PR #10366, opened 2026-09-10
Run the LM layer through lm15 engines and retire the 3.3 experimental types

MaximeRivest:
Switches DSPy's LM execution to shared engine orchestration, using the bundled lm15 vocabulary.

## Kept

- Ordinary `lm(prompt/messages)` calls return legacy lists; adapters keep that public boundary.
- Existing custom `BaseLM.forward/aforward` plugins, including DummyLM overrides, continue through legacy wrappers.
- Ordinary cache keys and old SDK response entries remain readable. Six repository-owned disk-cache fixtures capture actual 3.3.0-tag behavior; recorded expectations are unchanged.
- History, callbacks, usage, copying, and trusted saved-program loading remain DSPy responsibilities.
- LiteLLM remains installed and available as an explicit compatibility engine.

## Changed

- `engine="auto"` prefers native lm15 where the route and ordinary inputs can be represented. Unsupported routes/client settings or unrepresentable ordinary inputs select LiteLLM before execution.
- `engine="lm15"` requires native execution; `engine="litellm"` explicitly chooses compatibility execution. Custom engines can be supplied with an async counterpart.
- Authentication/provider failures never cause cross-backend fallback. Managed retries belong to DSPy; no replay after emitting a stream chunk.
- Explicit lm15 Requests return lm15 Responses. Native `n` fan-out uses sequential independent calls, which can increase latency and billed input tokens.
- Native streaming events are assembled canonically and bridged to existing DSPy listeners.
- Native cache records use plain serialized data, including in restricted-pickle mode. Explicit requests have a separate cache namespace.
- DSPy 3.4 deprecates legacy LM plugins/wrappers, public `messages=` calls, and custom `complete_legacy()` shortcuts for removal in 3.5. In 3.5, adapters and engines use lm15 Request/Response throughout; `lm("hello")` remains a convenience. Adapter TODOs track the remaining internal migration.

## Broken on purpose

The experimental DSPy 3.3 LM vocabulary is removed, not aliased:

- `dspy.LMRequest`, `LMResponse`, `LMConfig`, message factories, and `dspy.core.types` move to different lm15 objects/shapes under `dspy.lm15`.
- `forward_contract="typed_lm"` is rejected with migration guidance.
- `experimental=True` no longer changes ordinary LM return types.
- Old pickles containing removed experimental classes are not automatically migrated; ordinary SDK response-cache entries are a separate compatibility promise.

The migration page includes mappings and custom-engine examples.

## Limitations / not claimed release-verified

- Native costs remain unknown when reliable pricing is unavailable; token usage is tracked.
- Typed LiteLLM-engine streaming supports Chat Completions, not Responses streaming. Native Responses streaming is implemented.
- Text completions retain the ordinary compatibility path.
- Arbitrary custom engines require custom JSON state reconstruction; borrowed engines/transports are not closed by DSPy.
- Real-provider streaming, tool-call round trips, and multi-answer billing still need broader live verification.

## Needs maintainer review

- Confirm the deliberate break from the published experimental 3.3 type names for the 3.4 RC.
- Review native-default/pre-execution compatibility selection and native `n` billing behavior.
- Confirm the proposed legacy-plugin warning and 3.5 migration wording.
- Decide whether the small interruption/network-test fixes should stay here or be split out.


MaximeRivest:
Merged current main (including #10371 and ReActV2 async support) and pushed async execution hardening.

- Native adapter metadata preparation, cost lookup, media snapshot preparation, and cache I/O no longer block the event loop.
- Cancellation retains usage for completed candidates, including during pricing, retry backoff, final stream delivery, and complete-result cache storage; cancellation still propagates without retry.
- Added permanent concurrency, loop-reuse, cancellation, and HTTP Retry-After boundary tests. Corrected an existing async settings test to verify question/model associations without assuming scheduling order.
- The new cancellation coverage exposed the Python 3.10/3.11 asyncio.wait_for completion/cancellation race. Fixed upstream in lm15-python f26741a, synced cmpnd-ai, and imported through the subtree updater. Upstream server suite: 2,166 passed and 7 skipped on each Python 3.10–3.14.

An earlier full run also exposed an intermittent, inherited ParallelExecutor/tqdm registry race; it was not changed or excluded here. Broader settings-context and tool/status-streaming redesigns remain outside this batch.

dspy/clients/execution.py
```diff
@@ -0,0 +1,435 @@
...
+            # Preserve legacy environment-configured gateways rather than
+            # accidentally sending the same credentials to a public endpoint.
+            env_prefix = lm.model.split("/", 1)[0].upper()
+            if spec == "auto" and any(os.getenv(name) for name in (f"{env_prefix}_API_BASE", f"{env_prefix}_BASE_URL")):
+                native = False
+            if spec == "auto" and resolution.provider == "xai" and "api_key" not in clients and os.getenv("XAI_API_KEY"):
+                clients["api_key"] = os.environ["XAI_API_KEY"]
+            if (set(clients) - NATIVE_CLIENT_KEYS) or (resolution.provider.startswith("azure") and
+                                                       any(key in clients for key in ("api_base", "base_url"))):
+                native = False
```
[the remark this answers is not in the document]
MaximeRivest: Addressed in 19ae51744. Configuration-based backend selection is now shared by execution and capability lookup (dspy/clients/backend_selection.py). Auto-selected LiteLLM configurations query LiteLLM rather than lm15 metadata, including the effective custom_llm_provider override. Native-compatible configurations still do not import LiteLLM.

Adapter planning scopes capability queries to each call’s client options without copying/mutating the LM; async capability lookup runs off the event loop. Coverage includes constructor and call-time overrides, headers/timeouts, Azure base URLs, environment gateways, copied LMs, tool and JSON adapters, and concurrent native/compatibility calls on the same LM.

Server verification: clients/adapters/settings/Predict selection passed on Python 3.10–3.14 (629 passed each on 3.10–3.13; 621 on 3.14 with version-specific skips), plus 5 local-model and 20 paid live-provider tests. Actual message representability remains validated separately before execution. Leaving this thread open for re-review.

docs/docs/community/normalized-lm-api-migration.md
```diff
@@ -1,239 +1,174 @@
...
 
-The migration is staged so existing code keeps working while new code can opt into the typed path.
+DSPy owns response caching, retries, candidate fan-out, callbacks and history.
+Ordinary calls retain the old cache-key format and can read existing SDK response
+entries. Cache reads happen before engine construction. New native entries store
+plain serialized data and work with restricted cache deserialization. No old
+cache rewrite is required. Explicit typed calls have a separate cache namespace.
 
-## Guide for DSPy users
+Native `n` answers use `n` separate requests in sequence; LiteLLM compatibility
```
isaacbmiller, line 74: in sequence? should we have a todo do parallelize?

docs/docs/community/normalized-lm-api-migration.md
```diff
@@ -1,239 +1,174 @@
...
 
-Most users should not need to change anything in 3.3.
+`num_retries` counts additional attempts, with exponential delays of 1, 2, 4…
+seconds, capped at 60 seconds unless the provider specifies `retry_after`.
+Backend retries are disabled on the managed LiteLLM path. A stream is not retried
+once a chunk has been sent to the caller. Caching a completed stream does not
+replay fake token timing on a later ordinary cache hit.
 
-Default behavior remains legacy:
+`dspy.streamify` continues to use the existing listeners. Native events are
```
isaacbmiller, line 87: How is streaming affected by these changes? Will we get rid of streamify later? Or migrate it to the lm15 specific API?

dspy/adapters/json_adapter.py
```diff
@@ -65,6 +66,7 @@ def _json_adapter_call_common(self, lm, lm_kwargs, signature, demos, inputs, cal
             lm_kwargs["response_format"] = {"type": "json_object"}
             return call_fn(lm, lm_kwargs, signature, demos, inputs)
 
+    @with_capability_planning
```
isaacbmiller: [rq] what is with_capability_planning

dspy/clients/engines/errors.py
```diff
@@ -0,0 +1,203 @@
...
+
+
+def wrap_error(exc: Exception, *, model: str, provider: str | None = None) -> LMError:
+    """Preserve an existing DSPy error; translate backend failures otherwise."""
+    if isinstance(exc, LMError):
+        return exc
+
+    from dspy import lm15
+
+    if isinstance(exc, lm15.LM15Error):
```
isaacbmiller: are there any lm15 errors that we dont catch?

dspy/clients/engines/errors.py
```diff
@@ -0,0 +1,203 @@
...
+    if _exception_status(exc) is None and any(
+        phrase in message for phrase in ("api key", "apikey", "credentials", "environment variable")
+    ):
+        return LMNotConfiguredError
+    if "timeout" in class_name or "timed out" in message or "timeout" in message:
+        return LMTimeoutError
+    if "connection" in class_name or "network" in message or "connection" in message:
+        return LMTransportError
+
+    mappings = [
```
isaacbmiller: do we expect a custom engine to raise a dspy error? 
or do we expect user engines to raise lm-15 errors which we catch above? 

regardless of what the answer is, should our litellm engine conform to the desired logic as a good example of a non-default engine?

dspy/clients/engines/legacy_engine.py
```diff
@@ -0,0 +1,111 @@
...
+    def _response(self, raw, request):
+        if isinstance(raw, Response):
+            return raw
+        return response_value(raw, "chat", request)
+
+    def __repr__(self):
+        return f"{type(self).__name__}(plugin={type(self.lm).__name__})"
+
+
+class LegacyEngine(_LegacyConfig):
```
isaacbmiller, line 62: i quite like the LegacyEngine approach!

WDYT of adding a deprecation warning to use a native LM15 engine by 3.5?

dspy/clients/base_lm.py
```diff
@@ -57,115 +47,13 @@ def _import_lm_class(class_path: str) -> type:
 class BaseLM:
     """Base class for DSPy language models.
 
-    Most users should use `dspy.LM`, which is a `BaseLM` subclass.
```
isaacbmiller, line 60: can we add a comment in the docstring linking to what they should do instead

scripts/update_model_metadata.py
```diff
@@ -0,0 +1,44 @@
+"""Refresh DSPy's bundled metadata from a released LiteLLM wheel, without importing it.
```
isaacbmiller, line 1: can we add a note to the release documentation that this should be run?

tests/adapters/test_baml_adapter.py
isaacbmiller, line 1: Can we add a todo someewhere to migrate all of these to use LM15 instead of litellm

tests/clients/fixtures/lm_3_3_0/generate.py
isaacbmiller, line 1: should this whole fixture still remain?

isaacbmiller (approved):
Few questions, but lgtm assuming none of these cause design changes!

dspy/clients/engines/legacy_engine.py
MaximeRivest: Clarified and improved the 3.4/3.5 deprecation messaging in 28941af4f: 3.4 is the transition release; in 3.5, adapters and custom engines use lm15 Request/Response throughout, with no legacy wrappers or shortcuts. Added TODOs in adapter code for the remaining migration. `lm("hello")` stays a convenience.

docs/docs/community/normalized-lm-api-migration.md
MaximeRivest: Added TODOs beside both candidate loops in 24686e3ac: bounded concurrency, stable ordering, per-candidate retries/cancellation accounting, whole-call caching, and stream candidate identity. Keeping execution sequential for now; parallelism reduces latency, not repeated input-token charges.

docs/docs/community/normalized-lm-api-migration.md
MaximeRivest: Clarified in 24686e3ac: streamify stays the program-level API for field listeners, status messages, and the final Prediction. lm15 events describe one model call. The 3.5 migration moves the internal LM boundary to Request/Response and canonical events; it does not call for removing streamify.

scripts/update_model_metadata.py
MaximeRivest: Added a pre-tag step to the release checklist in 24686e3ac: select a released LiteLLM version, run the updater, review and commit the snapshot/provenance/license, then run the metadata tests. The script also points to that checklist.

tests/adapters/test_baml_adapter.py
MaximeRivest: Added a shared TODO in tests/adapters/conftest.py (24686e3ac) to migrate general adapter doubles and LiteLLM mocks to canonical Request/Response engines, with native-transport coverage where needed. Existing prompt/parsing assertions stay; dedicated LiteLLM compatibility tests remain separate.

dspy/clients/base_lm.py
MaximeRivest: Added in 28941af4f: the BaseLM docstring now links to the migration guide, names complete(Request) -> Response as the replacement, and states the 3.4 transition / 3.5 removal timeline.

tests/clients/fixtures/lm_3_3_0/generate.py
MaximeRivest: I would keep these: they contain real cache files written by DSPy 3.3, and the default-engine tests verify they are read before engine construction. They protect old-cache compatibility, not the deprecated plugin interface. Kept the generator for reproducibility and clarified this distinction in the fixture README (24686e3ac).

dspy/clients/engines/errors.py
MaximeRivest: Addressed in 1f0d01d03 plus the lm15 source update. Added explicit coverage for every exported lm15 error class, setup/capability failures, and all canonical error-event codes. DSPy preserves causes and useful metadata; lock timeouts and stream assembly failures now have distinct public types. Unknown engine exceptions are non-retryable rather than classified from message text. Python 3.10–3.14 matrices pass.

dspy/clients/engines/errors.py
MaximeRivest: Clarified and implemented in 1f0d01d03: new engines raise dspy.lm15 errors; LiteLLM translates its SDK exceptions into that same contract. DSPy alone projects failures into its existing public LMError family. Already-public errors remain intact for compatibility. Also narrowed retry/fallback boundaries so parser bugs, completed generations, and partial streams are not silently replayed. The migration guide documents the contract and trade-offs; ready for re-review.

PR #10381, opened 2026-09-11
perf(dspy): defer anyio, openai and jiter to their use sites

adriaanm:
This makes the core importable on CPython built for WebAssembly, which does not provide `ssl`, which `anyio` and `openai` need, and `jiter` is a compiled extension with no wheel for every target. Deferring them also speeds up importing dspy, from 1785 modules and 380 ms, down to 871 and 193 ms. 

Claude (Opus 5) produced this PR, and tested it in our wasm sandbox (componentize-py 0.25.0, CPython 3.14, wasmtime 46.0.1, wasi-sdk 30)

### DIFF
--- a/dspy/clients/engines/lifecycle.py
+++ b/dspy/clients/engines/lifecycle.py
@@ -3,7 +3,9 @@
 import inspect
 from contextlib import asynccontextmanager, contextmanager
 
-import anyio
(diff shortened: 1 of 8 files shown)


isaacbmiller (approved):
lgtm

PR #10382, opened 2026-09-11
feat(clients): allow disable caching to support runtimes without a file system

adriaanm:
Make it possible to fully disable caching (e.g. on targets without a file system and thus no home directory, nor a place to store a disk cache). Also defer imports around caching implementations until we know which one is needed.

Claude (Opus 5) produced this PR, and tested it in our wasm sandbox (componentize-py 0.25.0, CPython 3.14, wasmtime 46.0.1, wasi-sdk 30)


isaacbmiller:
lgtm!

PR #10383, opened 2026-09-11
feat(dspy):  dspy.settings.interpreter_factory overrides default PythonInterpreter

adriaanm:
`dspy.configure(interpreter_factory=...)` allows pointing RLM, Flex, ProgramOfThought and CodeAct at another code interpreter, the way `dspy.configure(lm=...)` points every predictor at an LM. The mechanism is that a module's code interpreter is only replaced by the global `dspy.configure` or a scoped `dspy.context` whenever the original value was`PythonInterpreter`, considered the default.

A custom code-executing module has to call `resolve_interpreter_factory()` where it creates an interpreter, which is why that helper is exported. Resolving any earlier stops `dspy.context()` scoping the way callers expect.

RLM folds the factory's `execution_instructions` into its action prompt, and a factory that changes per call would leave that text describing a runtime that is no longer running.

Flex's bridge passed its sub-predictors nothing when Flex had no explicit factory, running the inner code in a different backend from the Flex that bridged it.

Claude (Opus 5) produced and tested this PR, under close human supervision.


isaacbmiller:
lgtm

PR #10398, opened 2026-09-14
perf(dspy): reduce memory use in exact embedding retrieval

kiteretsu903:
## Changes Description

I noticed that exact retrieval copies the entire corpus embedding table for every query in a batch. I changed it to score queries against one shared table, keeping the existing scoring and sorting behavior. The FAISS path is unchanged.

I checked this with SciFact: 5,183 documents and 300 queries, batched in groups of 32. Peak memory dropped from 375 MB to 130 MB, with identical document rankings and scores. This measurement used precomputed embeddings.

## Contributor Checklist

- [x] Pre-Commit checks are passing (locally and remotely) — local checks passed; remote checks pending.

## Warnings
NA


isaacbmiller:
Clever! Thanks for the PR. LGTM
****************
- Problem to solve -
Among the entries above, how many lines include the word "should"? Reply with the number only.

- Exercise solution -
8